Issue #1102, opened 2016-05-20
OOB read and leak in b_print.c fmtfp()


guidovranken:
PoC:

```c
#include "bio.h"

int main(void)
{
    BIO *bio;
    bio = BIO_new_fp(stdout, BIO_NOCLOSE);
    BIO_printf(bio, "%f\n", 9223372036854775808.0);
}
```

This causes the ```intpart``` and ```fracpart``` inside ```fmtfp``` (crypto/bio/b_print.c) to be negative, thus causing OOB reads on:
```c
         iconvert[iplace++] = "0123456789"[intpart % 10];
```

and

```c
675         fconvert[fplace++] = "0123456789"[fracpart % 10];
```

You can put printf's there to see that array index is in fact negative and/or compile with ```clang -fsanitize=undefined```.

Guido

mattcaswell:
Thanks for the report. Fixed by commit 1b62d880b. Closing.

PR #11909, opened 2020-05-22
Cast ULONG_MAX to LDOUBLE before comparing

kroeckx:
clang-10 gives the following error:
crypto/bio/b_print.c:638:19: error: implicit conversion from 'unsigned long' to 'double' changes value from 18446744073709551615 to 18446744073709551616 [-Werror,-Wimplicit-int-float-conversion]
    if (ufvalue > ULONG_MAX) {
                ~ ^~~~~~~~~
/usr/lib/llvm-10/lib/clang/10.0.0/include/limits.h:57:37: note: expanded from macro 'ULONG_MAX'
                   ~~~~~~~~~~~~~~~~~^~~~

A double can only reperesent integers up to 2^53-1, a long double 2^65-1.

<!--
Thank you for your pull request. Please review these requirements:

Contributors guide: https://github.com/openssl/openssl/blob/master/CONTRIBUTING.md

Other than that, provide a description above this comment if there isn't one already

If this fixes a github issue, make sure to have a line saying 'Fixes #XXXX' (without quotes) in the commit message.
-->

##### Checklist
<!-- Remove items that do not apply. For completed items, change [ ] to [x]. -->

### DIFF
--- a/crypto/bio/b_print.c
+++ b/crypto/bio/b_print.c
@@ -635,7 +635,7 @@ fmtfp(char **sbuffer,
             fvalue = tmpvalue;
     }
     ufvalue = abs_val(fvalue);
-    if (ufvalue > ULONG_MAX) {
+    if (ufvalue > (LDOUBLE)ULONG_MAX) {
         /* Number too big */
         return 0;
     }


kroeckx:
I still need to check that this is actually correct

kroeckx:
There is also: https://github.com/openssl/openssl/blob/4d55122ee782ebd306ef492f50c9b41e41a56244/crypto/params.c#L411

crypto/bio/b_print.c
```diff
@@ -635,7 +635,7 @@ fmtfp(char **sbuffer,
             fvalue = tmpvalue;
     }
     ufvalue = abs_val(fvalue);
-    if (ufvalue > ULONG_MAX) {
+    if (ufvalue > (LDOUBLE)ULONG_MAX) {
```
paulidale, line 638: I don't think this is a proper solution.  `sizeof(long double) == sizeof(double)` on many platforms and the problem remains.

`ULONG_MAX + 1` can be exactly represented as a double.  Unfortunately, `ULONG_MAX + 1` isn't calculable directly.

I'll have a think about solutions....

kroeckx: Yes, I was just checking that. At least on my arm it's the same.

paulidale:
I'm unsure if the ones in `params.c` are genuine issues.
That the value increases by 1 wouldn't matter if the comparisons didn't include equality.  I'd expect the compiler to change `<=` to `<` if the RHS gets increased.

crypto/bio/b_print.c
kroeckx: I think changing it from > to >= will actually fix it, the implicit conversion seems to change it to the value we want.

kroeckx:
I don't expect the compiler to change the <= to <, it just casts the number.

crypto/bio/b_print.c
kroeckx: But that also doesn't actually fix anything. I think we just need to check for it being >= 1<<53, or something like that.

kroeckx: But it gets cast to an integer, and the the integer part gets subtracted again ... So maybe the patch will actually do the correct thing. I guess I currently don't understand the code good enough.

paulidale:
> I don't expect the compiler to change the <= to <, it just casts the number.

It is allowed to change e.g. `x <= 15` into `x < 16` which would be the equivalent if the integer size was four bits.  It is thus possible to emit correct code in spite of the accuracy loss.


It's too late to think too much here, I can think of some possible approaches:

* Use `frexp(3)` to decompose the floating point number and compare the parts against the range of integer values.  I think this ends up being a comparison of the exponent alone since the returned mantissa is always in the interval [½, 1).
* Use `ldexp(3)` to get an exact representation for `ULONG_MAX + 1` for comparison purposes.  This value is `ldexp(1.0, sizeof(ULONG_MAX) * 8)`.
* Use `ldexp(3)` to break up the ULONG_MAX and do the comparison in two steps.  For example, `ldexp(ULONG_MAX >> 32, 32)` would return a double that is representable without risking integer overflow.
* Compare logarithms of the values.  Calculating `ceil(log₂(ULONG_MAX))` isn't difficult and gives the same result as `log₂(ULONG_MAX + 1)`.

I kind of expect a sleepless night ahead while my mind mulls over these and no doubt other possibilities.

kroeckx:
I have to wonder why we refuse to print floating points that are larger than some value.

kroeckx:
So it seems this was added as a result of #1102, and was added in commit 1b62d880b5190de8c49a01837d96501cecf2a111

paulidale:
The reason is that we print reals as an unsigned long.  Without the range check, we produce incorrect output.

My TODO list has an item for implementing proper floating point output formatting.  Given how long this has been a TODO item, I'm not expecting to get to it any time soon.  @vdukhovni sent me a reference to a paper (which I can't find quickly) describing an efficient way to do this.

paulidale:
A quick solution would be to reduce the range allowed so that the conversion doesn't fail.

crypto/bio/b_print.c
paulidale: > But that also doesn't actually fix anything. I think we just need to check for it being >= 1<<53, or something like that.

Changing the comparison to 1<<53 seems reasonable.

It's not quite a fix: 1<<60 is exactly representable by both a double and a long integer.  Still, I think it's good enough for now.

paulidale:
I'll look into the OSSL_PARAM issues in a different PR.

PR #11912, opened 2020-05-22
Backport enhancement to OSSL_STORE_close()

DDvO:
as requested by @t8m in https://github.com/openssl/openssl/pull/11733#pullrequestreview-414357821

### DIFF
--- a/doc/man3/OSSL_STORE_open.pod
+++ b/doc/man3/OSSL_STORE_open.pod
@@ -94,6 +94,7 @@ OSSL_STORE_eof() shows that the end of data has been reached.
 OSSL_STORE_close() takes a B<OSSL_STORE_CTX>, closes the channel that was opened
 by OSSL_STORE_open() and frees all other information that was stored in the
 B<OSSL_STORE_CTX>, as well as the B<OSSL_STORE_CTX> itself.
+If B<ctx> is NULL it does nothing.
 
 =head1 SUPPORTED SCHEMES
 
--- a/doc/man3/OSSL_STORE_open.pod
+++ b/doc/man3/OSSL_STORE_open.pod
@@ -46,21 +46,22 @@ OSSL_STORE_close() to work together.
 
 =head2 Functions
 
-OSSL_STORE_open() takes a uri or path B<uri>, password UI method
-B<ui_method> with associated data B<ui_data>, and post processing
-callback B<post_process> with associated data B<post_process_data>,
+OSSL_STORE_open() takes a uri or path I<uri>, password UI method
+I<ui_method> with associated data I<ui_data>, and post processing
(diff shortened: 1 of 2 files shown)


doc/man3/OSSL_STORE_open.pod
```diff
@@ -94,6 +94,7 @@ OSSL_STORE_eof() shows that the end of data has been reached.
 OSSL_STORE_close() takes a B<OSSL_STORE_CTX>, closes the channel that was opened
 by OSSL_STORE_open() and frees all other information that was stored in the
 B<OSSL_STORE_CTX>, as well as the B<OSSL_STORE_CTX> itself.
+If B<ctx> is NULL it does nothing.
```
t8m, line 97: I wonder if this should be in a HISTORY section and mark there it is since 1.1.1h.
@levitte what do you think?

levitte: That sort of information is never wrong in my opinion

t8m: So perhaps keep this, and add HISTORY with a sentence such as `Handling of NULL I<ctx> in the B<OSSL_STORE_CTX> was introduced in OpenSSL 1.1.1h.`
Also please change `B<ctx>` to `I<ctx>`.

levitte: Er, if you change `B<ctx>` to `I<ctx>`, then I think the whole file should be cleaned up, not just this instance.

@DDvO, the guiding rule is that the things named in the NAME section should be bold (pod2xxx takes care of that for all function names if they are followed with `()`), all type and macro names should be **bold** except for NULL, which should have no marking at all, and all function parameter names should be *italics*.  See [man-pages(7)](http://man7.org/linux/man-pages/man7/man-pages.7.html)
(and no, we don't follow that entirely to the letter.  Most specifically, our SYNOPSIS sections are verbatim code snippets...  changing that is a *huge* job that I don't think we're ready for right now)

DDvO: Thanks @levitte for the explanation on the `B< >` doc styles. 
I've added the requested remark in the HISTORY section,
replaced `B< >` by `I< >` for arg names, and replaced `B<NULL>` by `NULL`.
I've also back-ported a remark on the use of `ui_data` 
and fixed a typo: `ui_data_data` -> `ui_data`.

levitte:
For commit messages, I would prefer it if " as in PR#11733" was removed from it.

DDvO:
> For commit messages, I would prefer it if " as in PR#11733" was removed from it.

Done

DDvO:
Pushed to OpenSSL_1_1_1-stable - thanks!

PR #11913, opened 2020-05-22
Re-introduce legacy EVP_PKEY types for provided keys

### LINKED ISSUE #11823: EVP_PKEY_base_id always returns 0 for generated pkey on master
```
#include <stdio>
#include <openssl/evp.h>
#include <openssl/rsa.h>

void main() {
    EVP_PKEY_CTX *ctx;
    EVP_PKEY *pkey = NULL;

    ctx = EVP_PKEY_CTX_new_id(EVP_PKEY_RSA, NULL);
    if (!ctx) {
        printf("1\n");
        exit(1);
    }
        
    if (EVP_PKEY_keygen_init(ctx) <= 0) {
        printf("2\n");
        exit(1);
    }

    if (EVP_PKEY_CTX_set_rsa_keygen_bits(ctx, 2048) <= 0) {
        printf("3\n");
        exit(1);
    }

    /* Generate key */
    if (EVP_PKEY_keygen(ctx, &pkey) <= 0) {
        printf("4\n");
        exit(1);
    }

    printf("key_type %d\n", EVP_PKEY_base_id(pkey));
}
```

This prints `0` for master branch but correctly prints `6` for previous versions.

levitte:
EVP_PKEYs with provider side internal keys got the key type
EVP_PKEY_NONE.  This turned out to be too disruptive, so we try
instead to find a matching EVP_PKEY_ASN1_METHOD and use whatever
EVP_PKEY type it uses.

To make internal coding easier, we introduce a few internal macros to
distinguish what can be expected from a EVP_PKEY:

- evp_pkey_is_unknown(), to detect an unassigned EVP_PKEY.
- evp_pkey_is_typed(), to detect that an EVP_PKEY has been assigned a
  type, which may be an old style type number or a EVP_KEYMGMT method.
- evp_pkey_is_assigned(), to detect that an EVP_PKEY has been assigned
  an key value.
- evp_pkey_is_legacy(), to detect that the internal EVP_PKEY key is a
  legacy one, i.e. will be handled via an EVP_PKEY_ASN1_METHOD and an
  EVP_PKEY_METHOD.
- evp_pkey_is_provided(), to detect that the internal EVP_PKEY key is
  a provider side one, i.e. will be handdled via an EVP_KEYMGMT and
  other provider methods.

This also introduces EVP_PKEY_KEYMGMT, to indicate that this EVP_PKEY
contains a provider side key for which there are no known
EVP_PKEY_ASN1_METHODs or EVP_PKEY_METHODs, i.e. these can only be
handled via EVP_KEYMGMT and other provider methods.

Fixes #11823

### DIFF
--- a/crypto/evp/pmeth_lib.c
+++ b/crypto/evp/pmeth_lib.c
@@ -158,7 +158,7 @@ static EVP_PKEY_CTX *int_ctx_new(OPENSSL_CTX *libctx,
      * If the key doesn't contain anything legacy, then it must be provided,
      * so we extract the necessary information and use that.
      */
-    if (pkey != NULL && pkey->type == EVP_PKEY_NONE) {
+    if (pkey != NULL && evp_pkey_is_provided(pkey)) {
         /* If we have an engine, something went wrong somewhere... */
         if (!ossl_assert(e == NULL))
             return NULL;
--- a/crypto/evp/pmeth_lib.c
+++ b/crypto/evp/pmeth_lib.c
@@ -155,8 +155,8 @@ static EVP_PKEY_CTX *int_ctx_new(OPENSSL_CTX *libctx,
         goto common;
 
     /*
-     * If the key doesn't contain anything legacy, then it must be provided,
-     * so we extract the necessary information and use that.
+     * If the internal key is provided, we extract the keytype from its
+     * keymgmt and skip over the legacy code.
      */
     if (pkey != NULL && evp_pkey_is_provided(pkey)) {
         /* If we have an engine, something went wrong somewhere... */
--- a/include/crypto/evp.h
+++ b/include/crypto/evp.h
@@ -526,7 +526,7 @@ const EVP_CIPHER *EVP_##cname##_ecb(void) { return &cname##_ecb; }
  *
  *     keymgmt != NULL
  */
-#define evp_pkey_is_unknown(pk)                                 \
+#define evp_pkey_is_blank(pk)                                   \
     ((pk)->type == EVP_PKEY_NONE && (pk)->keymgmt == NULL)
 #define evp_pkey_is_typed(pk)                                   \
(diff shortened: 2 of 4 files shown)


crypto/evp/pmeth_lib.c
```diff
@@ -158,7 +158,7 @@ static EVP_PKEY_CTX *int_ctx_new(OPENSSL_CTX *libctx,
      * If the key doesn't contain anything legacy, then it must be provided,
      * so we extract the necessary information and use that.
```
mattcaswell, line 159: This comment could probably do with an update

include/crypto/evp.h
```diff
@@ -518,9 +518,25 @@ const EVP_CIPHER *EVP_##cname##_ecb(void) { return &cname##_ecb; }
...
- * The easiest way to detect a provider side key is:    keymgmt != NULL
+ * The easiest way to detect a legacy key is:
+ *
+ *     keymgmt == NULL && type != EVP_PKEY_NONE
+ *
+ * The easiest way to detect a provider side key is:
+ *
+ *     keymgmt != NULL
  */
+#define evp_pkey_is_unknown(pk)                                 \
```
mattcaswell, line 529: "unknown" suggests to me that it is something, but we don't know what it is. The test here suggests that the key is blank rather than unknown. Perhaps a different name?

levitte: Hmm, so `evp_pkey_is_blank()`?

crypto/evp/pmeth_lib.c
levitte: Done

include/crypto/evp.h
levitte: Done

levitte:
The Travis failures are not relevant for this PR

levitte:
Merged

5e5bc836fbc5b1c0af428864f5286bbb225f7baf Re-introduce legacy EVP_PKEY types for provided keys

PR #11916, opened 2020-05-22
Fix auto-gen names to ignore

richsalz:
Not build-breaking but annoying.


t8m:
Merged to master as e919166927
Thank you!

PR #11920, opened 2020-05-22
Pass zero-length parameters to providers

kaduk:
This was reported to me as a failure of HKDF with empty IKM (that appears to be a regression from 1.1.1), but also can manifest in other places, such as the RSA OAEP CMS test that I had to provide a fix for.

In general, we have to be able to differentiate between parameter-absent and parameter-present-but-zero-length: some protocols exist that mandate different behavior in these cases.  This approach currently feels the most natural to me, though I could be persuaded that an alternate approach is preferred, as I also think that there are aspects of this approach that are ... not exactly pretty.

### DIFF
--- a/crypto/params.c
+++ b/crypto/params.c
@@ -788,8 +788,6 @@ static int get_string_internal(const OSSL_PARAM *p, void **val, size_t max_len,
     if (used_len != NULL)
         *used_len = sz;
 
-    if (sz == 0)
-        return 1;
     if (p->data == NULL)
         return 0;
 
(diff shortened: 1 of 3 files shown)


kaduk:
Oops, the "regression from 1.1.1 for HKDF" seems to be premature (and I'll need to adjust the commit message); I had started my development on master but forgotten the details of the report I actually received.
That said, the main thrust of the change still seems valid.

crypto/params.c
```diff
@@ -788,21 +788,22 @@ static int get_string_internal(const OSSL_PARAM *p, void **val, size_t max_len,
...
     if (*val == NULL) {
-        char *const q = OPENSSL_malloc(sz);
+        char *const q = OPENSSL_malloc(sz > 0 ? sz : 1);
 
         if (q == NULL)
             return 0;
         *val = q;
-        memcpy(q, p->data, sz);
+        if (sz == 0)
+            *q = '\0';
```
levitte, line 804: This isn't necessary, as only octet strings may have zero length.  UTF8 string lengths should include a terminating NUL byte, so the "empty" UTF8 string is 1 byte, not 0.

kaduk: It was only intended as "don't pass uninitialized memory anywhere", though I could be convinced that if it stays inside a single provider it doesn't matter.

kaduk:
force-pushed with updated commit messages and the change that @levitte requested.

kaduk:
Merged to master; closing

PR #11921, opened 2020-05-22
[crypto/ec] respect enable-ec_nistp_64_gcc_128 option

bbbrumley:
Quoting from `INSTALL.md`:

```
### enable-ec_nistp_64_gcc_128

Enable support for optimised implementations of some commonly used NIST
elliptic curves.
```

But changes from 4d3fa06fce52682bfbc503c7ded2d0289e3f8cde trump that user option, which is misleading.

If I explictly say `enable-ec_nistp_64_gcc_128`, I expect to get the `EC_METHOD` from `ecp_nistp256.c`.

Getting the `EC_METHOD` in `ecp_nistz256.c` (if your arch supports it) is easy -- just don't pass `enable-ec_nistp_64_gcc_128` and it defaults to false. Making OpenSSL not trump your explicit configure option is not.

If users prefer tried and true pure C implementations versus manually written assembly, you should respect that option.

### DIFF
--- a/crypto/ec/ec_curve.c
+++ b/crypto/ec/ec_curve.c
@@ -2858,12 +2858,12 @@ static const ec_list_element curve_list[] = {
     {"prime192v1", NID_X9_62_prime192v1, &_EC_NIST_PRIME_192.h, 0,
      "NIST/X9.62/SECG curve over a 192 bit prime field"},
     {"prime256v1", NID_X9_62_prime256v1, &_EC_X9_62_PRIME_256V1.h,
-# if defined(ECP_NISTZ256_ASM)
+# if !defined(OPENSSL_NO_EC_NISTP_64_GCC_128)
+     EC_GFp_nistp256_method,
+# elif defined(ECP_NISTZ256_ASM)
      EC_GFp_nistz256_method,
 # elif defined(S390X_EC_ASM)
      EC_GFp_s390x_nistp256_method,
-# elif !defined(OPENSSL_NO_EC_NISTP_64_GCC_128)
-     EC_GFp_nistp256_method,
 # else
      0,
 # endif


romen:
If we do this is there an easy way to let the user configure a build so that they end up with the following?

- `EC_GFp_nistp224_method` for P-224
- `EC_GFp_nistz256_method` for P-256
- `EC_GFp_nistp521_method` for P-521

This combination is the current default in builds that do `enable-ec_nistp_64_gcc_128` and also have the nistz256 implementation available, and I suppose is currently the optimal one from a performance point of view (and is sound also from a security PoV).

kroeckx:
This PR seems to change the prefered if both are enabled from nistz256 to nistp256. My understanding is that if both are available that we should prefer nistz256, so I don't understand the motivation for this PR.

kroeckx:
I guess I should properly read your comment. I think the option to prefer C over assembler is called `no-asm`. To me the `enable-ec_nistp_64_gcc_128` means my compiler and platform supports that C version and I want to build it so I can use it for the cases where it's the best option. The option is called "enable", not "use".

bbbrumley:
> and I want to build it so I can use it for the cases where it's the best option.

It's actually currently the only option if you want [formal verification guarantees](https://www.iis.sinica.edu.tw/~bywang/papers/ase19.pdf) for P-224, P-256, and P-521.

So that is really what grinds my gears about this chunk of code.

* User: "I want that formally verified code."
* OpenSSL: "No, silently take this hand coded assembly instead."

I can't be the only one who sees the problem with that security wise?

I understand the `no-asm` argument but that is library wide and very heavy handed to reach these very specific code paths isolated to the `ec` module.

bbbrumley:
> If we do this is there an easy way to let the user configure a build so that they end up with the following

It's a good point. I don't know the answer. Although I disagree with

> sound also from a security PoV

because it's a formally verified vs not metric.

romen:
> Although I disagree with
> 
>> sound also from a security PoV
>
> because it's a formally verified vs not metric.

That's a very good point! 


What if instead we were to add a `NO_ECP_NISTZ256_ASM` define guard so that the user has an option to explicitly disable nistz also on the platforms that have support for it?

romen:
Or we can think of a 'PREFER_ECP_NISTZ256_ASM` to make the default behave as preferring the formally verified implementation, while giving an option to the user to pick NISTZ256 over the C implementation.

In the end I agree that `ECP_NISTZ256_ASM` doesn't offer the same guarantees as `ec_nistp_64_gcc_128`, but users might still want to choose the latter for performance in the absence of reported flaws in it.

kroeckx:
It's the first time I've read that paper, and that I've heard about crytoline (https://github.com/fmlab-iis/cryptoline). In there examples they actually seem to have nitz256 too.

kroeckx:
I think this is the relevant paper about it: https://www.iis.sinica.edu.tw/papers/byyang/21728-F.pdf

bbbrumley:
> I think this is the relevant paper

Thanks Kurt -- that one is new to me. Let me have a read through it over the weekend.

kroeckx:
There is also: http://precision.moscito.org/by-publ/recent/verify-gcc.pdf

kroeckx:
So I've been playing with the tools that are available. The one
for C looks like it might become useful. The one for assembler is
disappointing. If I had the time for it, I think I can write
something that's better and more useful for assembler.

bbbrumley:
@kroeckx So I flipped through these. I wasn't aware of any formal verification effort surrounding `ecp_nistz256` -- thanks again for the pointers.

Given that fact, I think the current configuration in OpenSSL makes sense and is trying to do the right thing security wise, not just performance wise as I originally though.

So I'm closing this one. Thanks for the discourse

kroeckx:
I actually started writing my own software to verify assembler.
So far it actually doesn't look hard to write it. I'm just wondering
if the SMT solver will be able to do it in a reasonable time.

- - -

Nothing but the lines from the start of the data through the line holding "This causes the" should be restated, and each one exactly.

* _Written response_:
Issue #1102, opened 2016-05-20
OOB read and leak in b_print.c fmtfp()


guidovranken:
PoC:

```c
#include "bio.h"

int main(void)
{
    BIO *bio;
    bio = BIO_new_fp(stdout, BIO_NOCLOSE);
    BIO_printf(bio, "%f\n", 9223372036854775808.0);
}
```

This causes the ```intpart``` and ```fracpart``` inside ```fmtfp``` (crypto/bio/b_print.c) to be negative, thus causing OOB reads on:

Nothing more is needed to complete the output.